Also known as: flag negatives, flag negative, flag lowers, wall bars flag negatives, side flag lowers
What is Human flag negatives?
Human flag negatives are a controlled eccentric variation of the human flag where you slowly lower from a horizontal hold to build shoulder, oblique and core strength. This hard-level calisthenics drill emphasizes scapular stability, anti-rotation control and slow eccentric strength; perform both sides for balanced development.
How to Do Human flag negatives
- Set hand placement: Grip the wall bars with one hand higher and one lower, thumbs wrapped. Ensure a firm, shoulder-width grip for stability and safety.
- Walk legs up: Walk your feet up the bars or wall until your body approaches horizontal. Keep hips stacked and legs tight to maintain alignment.
- Engage core and shoulders: Brace your core, retract your scapulae and push through the higher hand to create full-body tension.

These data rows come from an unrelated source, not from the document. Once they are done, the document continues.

PR #5289, opened 2025-02-20
Flexible accumulation for binning

ikbuibui:
Add the ability to specify the accumulation operation for the binning plugin

PR #5417, opened 2025-07-25
Fix alternate reduction operations in the binning plugin

ikbuibui:
The binning plugin now correctly reduces the histograms. Earlier the MPI reduction between GPUs was always done by addition and the neutral element for all reduction operations was assumed to be zero.
This was broken since the feature release in #5289.
This is fixed now and binning uses the correct MPI op and neutral element.

For users, this means that they must use `pmacc::math::operation`s now as the accumulate op, instead of alpaka atomics.
Documentation has been updated with valid ops.

### DIFF
--- a/include/pmacc/math/operation/Or.hpp
+++ b/include/pmacc/math/operation/Or.hpp
@@ -21,6 +21,7 @@
 
 #pragma once
 
+#include "pmacc/mpi/GetMPI_Op.hpp"
 #include "pmacc/types.hpp"
 
 #include <cstdint>
@@ -42,3 +43,12 @@ namespace pmacc::math::operation
         }
     };
 } // namespace pmacc::math::operation
+
+namespace pmacc::mpi
+{
+    template<>
+    HINLINE MPI_Op getMPI_Op<pmacc::math::operation::Or>()
+    {
+        return MPI_LOR;
+    }
+} // namespace pmacc::mpi
--- a/include/pmacc/math/operation/Sub.hpp
+++ b/include/pmacc/math/operation/Sub.hpp
@@ -21,6 +21,7 @@
 
 #pragma once
 
+#include "pmacc/math/operation/traits.hpp"
 #include "pmacc/types.hpp"
 
 namespace pmacc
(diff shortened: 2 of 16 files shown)


PrometheusPi (approved):
looks good - have you ran tests with e.g. max or min operators?

ikbuibui:
Yes, it was tested with max, although quite trivially. I tried a particle counter and checked that every location with non zero number of particle returns the value of one, since instead of  adding, we now just keep looking at the max of 1 and 1

include/pmacc/math/operation/And.hpp
```diff
@@ -42,3 +44,12 @@ namespace pmacc::math::operation
...
 } // namespace pmacc::math::operation
+
+namespace pmacc::mpi
+{
+    template<>
+    HINLINE MPI_Op getMPI_Op<pmacc::math::operation::And>()
+    {
+        return MPI_LAND;
+    }
+} // namespace pmacc::mpi
```
chillenzer, line 55: Have I overlooked something or does this lack a neutral element?

include/pmacc/math/operation/Or.hpp
```diff
@@ -42,3 +43,12 @@ namespace pmacc::math::operation
...
 } // namespace pmacc::math::operation
+
+namespace pmacc::mpi
+{
+    template<>
+    HINLINE MPI_Op getMPI_Op<pmacc::math::operation::Or>()
+    {
+        return MPI_LOR;
+    }
+} // namespace pmacc::mpi
```
chillenzer, line 54: Same here.

include/pmacc/math/operation/Sub.hpp
```diff
@@ -43,6 +44,16 @@ namespace pmacc
...
+
+            namespace traits
+            {
+                template<>
+                struct AlpakaAtomicOp<Sub>
+                {
+                    using type = alpaka::AtomicSub;
+                };
+            } // namespace traits
+
```
chillenzer, line 56: And here?

chillenzer (commented):
Sorry for being late but I had made a note to check on the neutral elements explicitly.

include/pmacc/math/operation/And.hpp
ikbuibui: In principle a neutral element does exist for this (namwly true). I did not bother with this and the others, most notably multiplication, because they lack support for reduction as the corresponding alpaka atomics dont exist. These can be added in the future if we decide to somehow support reduction for these ops

PR #5419, opened 2025-08-07
Fix free-formula expression handling and call operator

### LINKED ISSUE #5411: To specific Error in AnalyticDistribution lamdify try block, and potential optimization with numba
@chillenzer, [This](https://github.com/ComputationalRadiationPhysics/picongpu/blob/565d6615a43a729cd5a52b399c0ca731bd17e38a/lib/python/picongpu/picmi/distribution/AnalyticDistribution.py#L165C16-L165C26) can also fail with a `TypeError` too, for example:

Keep shoulders packed and ribs down.
- Lower with control: Slowly lower your body using eccentric strength, maintaining a straight line. Aim for a 3-5 second descent and breathe steadily throughout.
- Return and switch: Stop before form breaks, walk feet down or use assistance to return upright, rest, then repeat on the opposite side for balanced development.
Muscle Groups
Core
Description
Grip the wall bars with one hand lower and one higher. Walk your legs up to get into position. With your body straight and core engaged, slowly lower yourself down with control. Focus on building shoulder, oblique, and core strength. Perform on both sides for balanced development.Frequently Asked Questions
What are the benefits of human flag negatives?

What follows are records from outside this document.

PR #5421, opened 2025-08-08
Add lasers to picmi

chillenzer:
This PR adds the PlaneWaveLaser, DispersivePulse and FromOpenPMDPulse to the PICMI interface and sets up the infrastructure for further lasers.

### DIFF
--- a/lib/python/picongpu/picmi/dispersive_pulse_laser.py
+++ b/lib/python/picongpu/picmi/dispersive_pulse_laser.py
@@ -1,0 +1,217 @@
+"""
+This file is part of PIConGPU.
+Copyright 2021-2024 PIConGPU contributors
+Authors: Julian Lenz
+License: GPLv3+
+"""
+
+from ..pypicongpu import laser
+from . import constants
+
+import math
+
+import typeguard
+import typing
+
+
+@typeguard.typechecked
+class DispersivePulseLaser:
+    """
+    Specifies a dispersive Gaussian pulse with dispersion parameters
+
+    Parameters
+    ----------
+    wavelength: float
+        Laser wavelength [m], defined as :math:`\\lambda_0` in the above formula
+
+    duration: float
+        Duration of the Gaussian pulse [s], defined as :math:`\\tau` in the above formula
+
+    propagation_direction: unit vector of length 3 of floats
+        Direction of propagation [1]
+
+    polarization_direction: unit vector of length 3 of floats
+        Direction of polarization [1]
+
+    focal_position: vector of length 3 of floats
+        Position of the laser focus [m]
+
+    centroid_position: vector of length 3 of floats
+        Position of the laser centroid at time 0 [m]
+
+    a0: float
+        Normalized vector potential at focus
+        Specify either a0 or E0 (E0 takes precedence).
+
+    E0: float
+        Maximum amplitude of the laser field [V/m]
+        Specify either a0 or E0 (E0 takes precedence).
+
+    phi0: float
+        Carrier envelope phase (CEP) [rad]
+
+    spectral_support: float
+        Width of the spectral support for the discrete Fourier transform [none]
+
+    sd_si: float
+        Spatial dispersion in focus [m*s]
+
+    ad_si: float
+        Angular dispersion in focus [rad*s]
+
+    gdd_si: float
+        Group velocity dispersion in focus [s^2]
+
+    tod_si: float
+        Third order dispersion in focus [s^3]
+    """
+
+    def __init__(
+        self,
+        waist,
+        wavelength,
+        duration,
+        propagation_direction,
+        polarization_direction,
+        focal_position,
+        centroid_position,
+        a0=None,
+        E0=None,
+        phi0=None,
+        picongpu_phase: float = 0.0,
+        picongpu_polarization_type=(laser.DispersivePulseLaser.PolarizationType.LINEAR),
+        picongpu_spectral_support: float = 6.0,
+        picongpu_sd_si: float = 0.0,
+        picongpu_ad_si: float = 0.0,
+        picongpu_gdd_si: float = 0.0,
+        picongpu_tod_si: float = 0.0,
+        # make sure to always place Huygens-surface inside PML-boundaries,
+        # default is valid for standard PMLs
+        # @todo create check for insufficient dimension
+        # @todo create check in simulation for conflict between PMLs and
+        # Huygens-surfaces
+        picongpu_huygens_surface_positions: typing.List[typing.List[int]] = [
+            [16, -16],
+            [16, -16],
+            [16, -16],
+        ],
+        **kw,
+    ):
+        assert E0 is not None or a0 is not None, "One of E0 or a0 must be speficied"
+
+        k0 = 2.0 * math.pi / wavelength
+        if E0 is None:
+            E0 = a0 * constants.m_e * constants.c**2 * k0 / constants.q_e
+        if a0 is None:
+            a0 = E0 / (constants.m_e * constants.c**2 * k0 / constants.q_e)
+
+        self.waist = waist
+        self.wavelength = wavelength
+        self.k0 = k0
+        self.duration = duration
+        self.focal_position = focal_position
+        self.centroid_position = centroid_position
+        self.propagation_direction = propagation_direction
+        self.polarization_direction = polarization_direction
+        self.a0 = a0
+        self.E0 = E0
+        self.phi0 = phi0
+
+        self.picongpu_phase = picongpu_phase
+        self.picongpu_polarization_type = picongpu_polarization_type
+        self.picongpu_spectral_support = picongpu_spectral_support
+        self.picongpu_sd_si = picongpu_sd_si
+        self.picongpu_ad_si = picongpu_ad_si
+        self.picongpu_gdd_si = picongpu_gdd_si
+        self.picongpu_tod_si = picongpu_tod_si
+        self.picongpu_huygens_surface_positions = picongpu_huygens_surface_positions
+
+    """PICMI object for Dispersive Pulse Laser"""
+
+    def scalarProduct(self, a: typing.List[float], b: typing.List[float]) -> float:
+        assert len(a) == len(b), "the scalar product is only defined for two \
+            vector of equal dimension"
+
+        result = 0.0
+        for i in range(len(a)):
+            result += a[i] * b[i]
+
+        return result
+
+    @staticmethod
+    def testRelativeError(trueValue, testValue, relativeErrorLimit):
+        return abs((testValue - trueValue) / trueValue) < relativeErrorLimit
+
+    def get_as_pypicongpu(self) -> laser.DispersivePulseLaser:
+        assert self.testRelativeError(
+            1,
+            self.scalarProduct(self.polarization_direction, self.polarization_direction),
+            1e-9,
+        ), "the polarization direction vector must be normalized"
+
+        # check for excessive phase values to avoid numerical precision errors
+        assert abs(self.picongpu_phase) <= 2 * math.pi, "abs(phase) must be < 2*pi"
+
+        # check that initialising from y_min-plane only is sensible
+        assert (
+            self.scalarProduct(self.propagation_direction, [0.0, 1.0, 0.0]) > 0.0
+        ), "laser propagation parallel to the y-plane or pointing outside \
+            from the inside of the simulation box is not supported by this \
+            laser in PIConGPU"
+        assert self.testRelativeError(
+            1,
+            (
+                self.propagation_direction[0] ** 2
+                + self.propagation_direction[1] ** 2
+                + self.propagation_direction[2] ** 2
+            ),
+            1e-9,
+        ), "propagation vector must be normalized"
+
+        # check centroid outside box
+        assert self.centroid_position[1] <= 0, "the laser maximum must be \
+            outside of the \
+            simulation box, otherwise it is impossible to correctly initialize\
+            it using a huygens surface in the box, centroid_y <= 0"
+        # @todo implement check that laser field strength sufficiently small
+        # at simulation box boundary
+
+        # check polarization vector normalization
+
+        assert self.testRelativeError(
+            1,
+            (
+                self.propagation_direction[0] ** 2
+                + self.propagation_direction[1] ** 2
+                + self.propagation_direction[2] ** 2
+            ),
+            1e-9,
+        ), "polarization vector must be normalized"
+
+        pypicongpu_laser = laser.DispersivePulseLaser()
+        pypicongpu_laser.wavelength = self.wavelength
+        pypicongpu_laser.waist = self.waist
+        pypicongpu_laser.duration = self.duration
+        pypicongpu_laser.focus_pos = self.focal_position
+        pypicongpu_laser.phase = self.picongpu_phase
+        pypicongpu_laser.E0 = self.E0
+
+        pypicongpu_laser.pulse_init = max(
+            -2 * self.centroid_position[1] / (self.propagation_direction[1] * constants.c) / self.duration,
+            15,
+        )
+        # unit: duration
+
+        pypicongpu_laser.polarization_type = self.picongpu_polarization_type
+        pypicongpu_laser.polarization_direction = self.polarization_direction
+        pypicongpu_laser.propagation_direction = self.propagation_direction
+
+        pypicongpu_laser.spectral_support = self.picongpu_spectral_support
+        pypicongpu_laser.sd_si = self.picongpu_sd_si
+        pypicongpu_laser.ad_si = self.picongpu_ad_si
+        pypicongpu_laser.gdd_si = self.picongpu_gdd_si
+        pypicongpu_laser.tod_si = self.picongpu_tod_si
+
+        pypicongpu_laser.huygens_surface_positions = self.picongpu_huygens_surface_positions
+
+        return pypicongpu_laser
--- a/lib/python/picongpu/picmi/lasers/base_laser.py
+++ b/lib/python/picongpu/picmi/lasers/base_laser.py
@@ -1,0 +1,84 @@
+"""
+This file is part of PIConGPU.
+Copyright 2025 PIConGPU contributors
+Authors: Julian Lenz
+License: GPLv3+
+"""
+
+
+import math
+import typing
+
+import numpy as np
+
+from .. import constants
+
+
+class BaseLaser:
+    """
+    Base class for all PICMI laser implementations to reduce code duplication
+    """
+
+    def _propagation_connects_centroid_and_focus(self):
+        # check that propagation_direction is parallel to the difference of focal_position and centroid_position
+        diff_vec = self.difference(self.focal_position, self.centroid_position)
+        cross_vec = self.crossProduct(diff_vec, self.propagation_direction)
+        length_of_cross_product = self.scalarProduct(cross_vec, cross_vec)
+        return length_of_cross_product < 1.0e-5
+
+    def _compute_E0_and_a0(self, k0, E0, a0):
+        if E0 is not None or a0 is not None:
+            raise ValueError(f"One of E0 or a0 must be speficied. You gave {E0=} and {a0=}.")
+        if E0 is not None and a0 is not None:
+            raise ValueError("At least one of E0 or a0 must be specified.")
+
+        if E0 is None:
+            E0 = a0 * constants.m_e * constants.c**2 * k0 / constants.q_e
+        if a0 is None:
+            a0 = E0 / (constants.m_e * constants.c**2 * k0 / constants.q_e)
+        return a0, E0
+
+    def scalarProduct(self, a: typing.List[float], b: typing.List[float]) -> float:
+        return np.dot(a, b).tolist()
+
+    def crossProduct(self, a: typing.List[float], b: typing.List[float]) -> typing.List[float]:
+        return np.linalg.cross(a, b).tolist()
+
+    def difference(self, a: typing.List[float], b: typing.List[float]) -> typing.List[float]:
+        return (np.asarray(a) - b).tolist()
+
+    @staticmethod
+    def testRelativeError(trueValue, testValue, relativeErrorLimit):
+        return abs((testValue - trueValue) / trueValue) < relativeErrorLimit
+
+    def _validate_common_properties(self):
+        """Common validation logic for all lasers"""
+        if not np.allclose(n := np.linalg.norm(self.polarization_direction), 1):
+            raise ValueError(
+                "The polarization direction vector must be normalized. "
+                f"You gave {self.polarization_direction=} with norm {n}."
+            )
+
+        if not np.allclose(n := np.linalg.norm(self.propagation_direction), 1):
+            raise ValueError(
+                "The propagation direction vector must be normalized. "
+                f"You gave {self.propagation_direction=} with norm {n}."
+            )
+
+        if abs(self.phi0) > 2 * math.pi:
+            raise ValueError(f"abs(phase) must be < 2*pi. You gave{self.phi0=}.")
+
+        if self.scalarProduct(self.propagation_direction, [0.0, 1.0, 0.0]) <= 0.0:
+            raise ValueError(
+                "Laser propagation parallel to the y-plane or pointing outside "
+                "from the inside of the simulation box is not supported by this "
+                f"laser in PIConGPU. You gave {self.propagation_direction=}."
+            )
+
+        if self.centroid_position[1] > 0:
+            raise ValueError(
+                "The laser maximum must be outside of the "
+                "simulation box, otherwise it is impossible to correctly initialize"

Human flag negatives build eccentric shoulder, oblique and core strength while improving scapular stability and anti-rotation control. They develop the tension and motor control needed for full human flag holds and transfer to other unilateral calisthenics skills when progressed slowly and consistently.
What common mistakes should I avoid?
Common mistakes include hips sagging, bent legs, shrugging the top shoulder and rushing the descent. Fix these by tightening glutes and legs, engaging scapular retractors, slowing the tempo and stopping if you feel sharp shoulder pain.
How can I progress or what are alternatives?
Progress with tuck negatives, band-assisted flag holds, or incline flag negatives on lower bars. Alternatives that build similar anti-rotation strength include side levers, side planks with weight, and hanging oblique raises to prepare shoulders and core.